* _WORK REQUIRED_
Return each line of the entries that mentions the word "instead".

* _Dataset entries_
---------------

PR #331, opened 2024-10-02
[testng] implement as a test listener instead of requiring inheritance

titusfortner:
# One-line summary

implement as a test listener instead of requiring inheritance

## Description
This is ~the same as~ similar to what we did for JUnit 4 & JUnit 5; unlike the others I couldn't make the startup happen automatically before the test's before hook (`@BeforeMethod`) executes. So, you have to explicitly tell the listener class to start things, and because the values are stored in the test context you have to explicitly pull them out to use them.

---------------

* _RESULT OF THE TASK_
[testng] implement as a test listener instead of requiring inheritance
implement as a test listener instead of requiring inheritance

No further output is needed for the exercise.